TASK PROMPT
Scan the records for the string "such"; copy each line where it occurs.

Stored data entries
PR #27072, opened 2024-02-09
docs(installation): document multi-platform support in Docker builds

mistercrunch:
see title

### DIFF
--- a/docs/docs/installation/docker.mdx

---

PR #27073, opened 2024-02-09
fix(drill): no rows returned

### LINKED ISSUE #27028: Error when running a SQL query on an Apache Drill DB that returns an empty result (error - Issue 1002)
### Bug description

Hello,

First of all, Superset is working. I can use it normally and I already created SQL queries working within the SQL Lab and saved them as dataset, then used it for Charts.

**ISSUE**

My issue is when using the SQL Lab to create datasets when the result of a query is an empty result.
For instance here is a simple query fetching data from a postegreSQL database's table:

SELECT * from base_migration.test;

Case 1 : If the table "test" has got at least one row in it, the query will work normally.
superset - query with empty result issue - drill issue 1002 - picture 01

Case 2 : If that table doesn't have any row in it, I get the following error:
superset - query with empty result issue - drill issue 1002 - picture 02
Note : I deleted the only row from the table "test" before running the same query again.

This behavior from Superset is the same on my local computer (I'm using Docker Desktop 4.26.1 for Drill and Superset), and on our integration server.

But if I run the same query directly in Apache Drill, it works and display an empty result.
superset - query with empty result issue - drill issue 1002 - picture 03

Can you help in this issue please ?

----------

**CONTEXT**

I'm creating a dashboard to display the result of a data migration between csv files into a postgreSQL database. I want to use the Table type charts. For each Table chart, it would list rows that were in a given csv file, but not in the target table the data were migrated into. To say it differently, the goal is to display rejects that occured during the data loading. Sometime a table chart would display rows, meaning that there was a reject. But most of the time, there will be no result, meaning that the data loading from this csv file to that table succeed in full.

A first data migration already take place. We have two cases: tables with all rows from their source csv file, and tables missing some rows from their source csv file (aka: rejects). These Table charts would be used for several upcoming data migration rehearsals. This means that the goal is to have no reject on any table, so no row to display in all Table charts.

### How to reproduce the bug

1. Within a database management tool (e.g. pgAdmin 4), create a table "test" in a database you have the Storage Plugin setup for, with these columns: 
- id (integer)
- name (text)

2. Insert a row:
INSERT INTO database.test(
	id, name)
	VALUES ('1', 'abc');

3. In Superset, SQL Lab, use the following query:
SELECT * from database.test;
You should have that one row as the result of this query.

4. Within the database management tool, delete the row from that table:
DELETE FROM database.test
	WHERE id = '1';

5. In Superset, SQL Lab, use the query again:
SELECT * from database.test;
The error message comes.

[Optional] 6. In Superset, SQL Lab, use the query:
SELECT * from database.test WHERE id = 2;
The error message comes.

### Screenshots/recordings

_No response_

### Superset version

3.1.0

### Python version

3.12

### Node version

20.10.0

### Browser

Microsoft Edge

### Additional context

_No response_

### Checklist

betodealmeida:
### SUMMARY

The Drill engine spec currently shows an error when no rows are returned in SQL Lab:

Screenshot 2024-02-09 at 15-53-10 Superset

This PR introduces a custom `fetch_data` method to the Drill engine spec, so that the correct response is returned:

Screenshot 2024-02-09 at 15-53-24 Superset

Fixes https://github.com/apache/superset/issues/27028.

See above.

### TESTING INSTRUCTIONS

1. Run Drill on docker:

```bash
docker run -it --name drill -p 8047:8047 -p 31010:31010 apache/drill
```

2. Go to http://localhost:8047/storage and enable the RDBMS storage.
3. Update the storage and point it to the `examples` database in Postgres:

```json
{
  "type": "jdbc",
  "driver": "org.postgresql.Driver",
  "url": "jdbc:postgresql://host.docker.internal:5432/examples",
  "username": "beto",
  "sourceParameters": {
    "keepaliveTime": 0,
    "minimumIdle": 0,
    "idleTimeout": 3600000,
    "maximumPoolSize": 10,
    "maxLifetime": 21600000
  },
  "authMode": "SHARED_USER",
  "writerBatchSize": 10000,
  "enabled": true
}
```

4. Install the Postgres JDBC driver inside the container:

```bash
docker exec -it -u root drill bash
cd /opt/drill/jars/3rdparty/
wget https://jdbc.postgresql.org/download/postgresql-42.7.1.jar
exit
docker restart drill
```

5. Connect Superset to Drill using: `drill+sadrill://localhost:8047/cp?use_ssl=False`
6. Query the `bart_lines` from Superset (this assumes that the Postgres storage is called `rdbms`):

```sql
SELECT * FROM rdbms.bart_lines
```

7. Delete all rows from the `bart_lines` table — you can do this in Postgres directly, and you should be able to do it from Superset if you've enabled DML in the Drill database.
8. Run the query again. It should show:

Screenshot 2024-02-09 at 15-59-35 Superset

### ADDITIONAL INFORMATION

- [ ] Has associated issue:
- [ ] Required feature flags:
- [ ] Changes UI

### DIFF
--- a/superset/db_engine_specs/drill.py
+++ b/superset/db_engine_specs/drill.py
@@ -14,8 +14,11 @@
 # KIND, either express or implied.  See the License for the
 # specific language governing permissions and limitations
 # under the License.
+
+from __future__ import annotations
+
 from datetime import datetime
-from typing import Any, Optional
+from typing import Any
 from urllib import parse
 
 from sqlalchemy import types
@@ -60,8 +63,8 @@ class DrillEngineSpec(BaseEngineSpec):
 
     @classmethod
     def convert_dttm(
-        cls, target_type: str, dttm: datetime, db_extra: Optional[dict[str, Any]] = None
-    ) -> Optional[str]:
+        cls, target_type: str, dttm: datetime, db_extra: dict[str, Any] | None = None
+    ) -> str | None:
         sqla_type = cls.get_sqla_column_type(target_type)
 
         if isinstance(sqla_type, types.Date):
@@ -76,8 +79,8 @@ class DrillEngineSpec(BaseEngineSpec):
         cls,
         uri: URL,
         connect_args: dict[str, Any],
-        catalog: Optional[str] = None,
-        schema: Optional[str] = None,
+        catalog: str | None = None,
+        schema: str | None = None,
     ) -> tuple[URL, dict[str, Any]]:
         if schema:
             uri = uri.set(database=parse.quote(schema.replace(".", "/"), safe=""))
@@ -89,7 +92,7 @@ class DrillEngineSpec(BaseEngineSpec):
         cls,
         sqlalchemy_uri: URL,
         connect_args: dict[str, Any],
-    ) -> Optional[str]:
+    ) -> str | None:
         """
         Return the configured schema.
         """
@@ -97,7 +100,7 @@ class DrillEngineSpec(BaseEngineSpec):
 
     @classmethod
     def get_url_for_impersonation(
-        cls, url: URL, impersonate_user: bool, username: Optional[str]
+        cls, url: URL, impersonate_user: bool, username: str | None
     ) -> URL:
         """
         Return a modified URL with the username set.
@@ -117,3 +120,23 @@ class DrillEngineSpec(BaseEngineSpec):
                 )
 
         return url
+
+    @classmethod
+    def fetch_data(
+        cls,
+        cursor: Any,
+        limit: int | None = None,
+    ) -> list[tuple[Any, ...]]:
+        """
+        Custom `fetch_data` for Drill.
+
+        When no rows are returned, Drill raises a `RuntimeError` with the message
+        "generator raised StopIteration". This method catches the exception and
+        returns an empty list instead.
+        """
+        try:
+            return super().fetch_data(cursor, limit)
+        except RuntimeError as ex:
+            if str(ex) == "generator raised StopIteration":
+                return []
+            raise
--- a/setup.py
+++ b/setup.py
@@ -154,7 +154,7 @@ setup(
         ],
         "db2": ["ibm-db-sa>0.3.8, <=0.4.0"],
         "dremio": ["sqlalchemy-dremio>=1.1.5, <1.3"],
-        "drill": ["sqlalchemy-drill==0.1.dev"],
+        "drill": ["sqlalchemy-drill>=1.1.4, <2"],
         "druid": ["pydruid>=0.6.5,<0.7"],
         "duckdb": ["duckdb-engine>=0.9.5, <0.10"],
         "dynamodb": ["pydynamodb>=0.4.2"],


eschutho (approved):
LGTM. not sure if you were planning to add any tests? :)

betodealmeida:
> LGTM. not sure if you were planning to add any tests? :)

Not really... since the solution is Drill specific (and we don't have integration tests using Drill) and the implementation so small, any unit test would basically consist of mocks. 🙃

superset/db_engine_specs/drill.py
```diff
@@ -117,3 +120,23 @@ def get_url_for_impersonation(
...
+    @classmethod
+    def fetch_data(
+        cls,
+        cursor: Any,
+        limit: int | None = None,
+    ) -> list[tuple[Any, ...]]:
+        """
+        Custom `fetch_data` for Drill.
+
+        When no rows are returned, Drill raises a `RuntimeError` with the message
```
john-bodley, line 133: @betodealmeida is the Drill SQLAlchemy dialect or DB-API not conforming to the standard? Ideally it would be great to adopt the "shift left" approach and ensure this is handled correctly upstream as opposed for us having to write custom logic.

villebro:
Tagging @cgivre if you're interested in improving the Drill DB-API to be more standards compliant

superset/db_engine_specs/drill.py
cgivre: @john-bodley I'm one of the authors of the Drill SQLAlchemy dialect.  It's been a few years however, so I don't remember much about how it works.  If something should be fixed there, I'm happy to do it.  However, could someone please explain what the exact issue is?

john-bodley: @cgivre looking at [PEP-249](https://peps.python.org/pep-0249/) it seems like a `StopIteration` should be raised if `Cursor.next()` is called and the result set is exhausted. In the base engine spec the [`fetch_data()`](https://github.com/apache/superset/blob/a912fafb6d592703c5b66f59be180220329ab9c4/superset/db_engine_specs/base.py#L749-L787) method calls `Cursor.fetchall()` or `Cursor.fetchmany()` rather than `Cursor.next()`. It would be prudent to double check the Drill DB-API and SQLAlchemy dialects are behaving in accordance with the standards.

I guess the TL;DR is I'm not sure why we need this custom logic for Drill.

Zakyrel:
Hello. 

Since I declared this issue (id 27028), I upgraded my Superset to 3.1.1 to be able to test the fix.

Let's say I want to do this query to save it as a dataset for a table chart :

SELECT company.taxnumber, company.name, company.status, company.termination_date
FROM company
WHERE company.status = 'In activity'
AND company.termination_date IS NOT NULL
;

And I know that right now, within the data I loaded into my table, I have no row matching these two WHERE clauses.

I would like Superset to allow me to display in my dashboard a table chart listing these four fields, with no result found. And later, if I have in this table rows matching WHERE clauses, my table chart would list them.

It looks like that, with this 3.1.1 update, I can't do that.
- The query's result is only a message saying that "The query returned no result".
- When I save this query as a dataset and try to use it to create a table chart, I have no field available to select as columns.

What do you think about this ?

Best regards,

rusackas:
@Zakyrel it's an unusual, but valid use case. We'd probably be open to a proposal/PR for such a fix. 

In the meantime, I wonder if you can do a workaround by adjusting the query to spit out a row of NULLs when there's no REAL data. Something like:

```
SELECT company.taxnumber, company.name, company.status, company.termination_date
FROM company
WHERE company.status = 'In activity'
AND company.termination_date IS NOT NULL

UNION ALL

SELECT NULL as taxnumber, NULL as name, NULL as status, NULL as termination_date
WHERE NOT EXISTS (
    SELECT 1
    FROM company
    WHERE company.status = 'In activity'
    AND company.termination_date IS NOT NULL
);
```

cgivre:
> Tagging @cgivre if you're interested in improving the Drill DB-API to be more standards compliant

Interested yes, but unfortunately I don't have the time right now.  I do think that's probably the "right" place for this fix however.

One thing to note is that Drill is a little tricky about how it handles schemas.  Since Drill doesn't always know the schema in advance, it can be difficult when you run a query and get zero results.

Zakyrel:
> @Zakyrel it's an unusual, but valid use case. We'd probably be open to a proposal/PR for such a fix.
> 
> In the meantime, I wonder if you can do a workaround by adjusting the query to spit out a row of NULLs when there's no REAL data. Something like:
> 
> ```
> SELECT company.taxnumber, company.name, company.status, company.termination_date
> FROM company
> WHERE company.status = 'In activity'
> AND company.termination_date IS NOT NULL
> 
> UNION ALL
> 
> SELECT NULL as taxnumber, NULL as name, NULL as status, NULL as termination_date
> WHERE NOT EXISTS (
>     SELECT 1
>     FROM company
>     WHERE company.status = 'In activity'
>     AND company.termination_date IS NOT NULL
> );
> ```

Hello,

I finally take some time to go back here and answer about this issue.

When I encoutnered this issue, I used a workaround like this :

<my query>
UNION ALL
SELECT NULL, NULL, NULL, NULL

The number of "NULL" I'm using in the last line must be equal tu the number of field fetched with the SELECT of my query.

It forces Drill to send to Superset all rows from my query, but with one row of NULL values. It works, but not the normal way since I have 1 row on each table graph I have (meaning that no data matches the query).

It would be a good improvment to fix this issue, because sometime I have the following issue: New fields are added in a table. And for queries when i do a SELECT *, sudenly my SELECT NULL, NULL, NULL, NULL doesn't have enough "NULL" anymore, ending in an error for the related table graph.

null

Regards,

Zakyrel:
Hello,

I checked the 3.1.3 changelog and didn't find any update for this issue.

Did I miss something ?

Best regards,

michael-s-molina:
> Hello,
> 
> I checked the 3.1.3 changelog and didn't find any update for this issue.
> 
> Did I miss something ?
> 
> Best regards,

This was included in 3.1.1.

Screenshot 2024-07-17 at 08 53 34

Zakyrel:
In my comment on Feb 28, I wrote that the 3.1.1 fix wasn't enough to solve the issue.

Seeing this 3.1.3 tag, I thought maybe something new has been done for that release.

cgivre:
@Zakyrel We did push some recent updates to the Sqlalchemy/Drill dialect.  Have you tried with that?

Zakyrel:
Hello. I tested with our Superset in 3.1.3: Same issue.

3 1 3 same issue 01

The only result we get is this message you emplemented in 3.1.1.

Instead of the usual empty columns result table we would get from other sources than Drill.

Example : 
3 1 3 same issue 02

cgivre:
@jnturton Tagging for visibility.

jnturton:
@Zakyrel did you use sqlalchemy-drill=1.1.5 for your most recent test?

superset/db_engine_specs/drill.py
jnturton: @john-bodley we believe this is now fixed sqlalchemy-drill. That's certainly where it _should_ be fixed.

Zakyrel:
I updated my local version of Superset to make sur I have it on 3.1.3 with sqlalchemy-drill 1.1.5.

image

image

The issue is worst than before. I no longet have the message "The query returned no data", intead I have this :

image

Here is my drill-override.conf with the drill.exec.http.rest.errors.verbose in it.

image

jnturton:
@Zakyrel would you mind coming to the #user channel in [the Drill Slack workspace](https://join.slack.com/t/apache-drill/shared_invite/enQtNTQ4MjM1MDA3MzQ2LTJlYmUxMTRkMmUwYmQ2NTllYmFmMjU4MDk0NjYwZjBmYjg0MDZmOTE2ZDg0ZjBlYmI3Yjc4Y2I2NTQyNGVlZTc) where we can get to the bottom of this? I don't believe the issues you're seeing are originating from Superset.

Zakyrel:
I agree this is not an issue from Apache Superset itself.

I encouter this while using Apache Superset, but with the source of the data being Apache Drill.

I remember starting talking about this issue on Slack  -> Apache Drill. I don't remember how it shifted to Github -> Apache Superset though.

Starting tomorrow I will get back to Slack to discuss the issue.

FINISHED TASK
@Zakyrel it's an unusual, but valid use case. We'd probably be open to a proposal/PR for such a fix. 
> @Zakyrel it's an unusual, but valid use case. We'd probably be open to a proposal/PR for such a fix.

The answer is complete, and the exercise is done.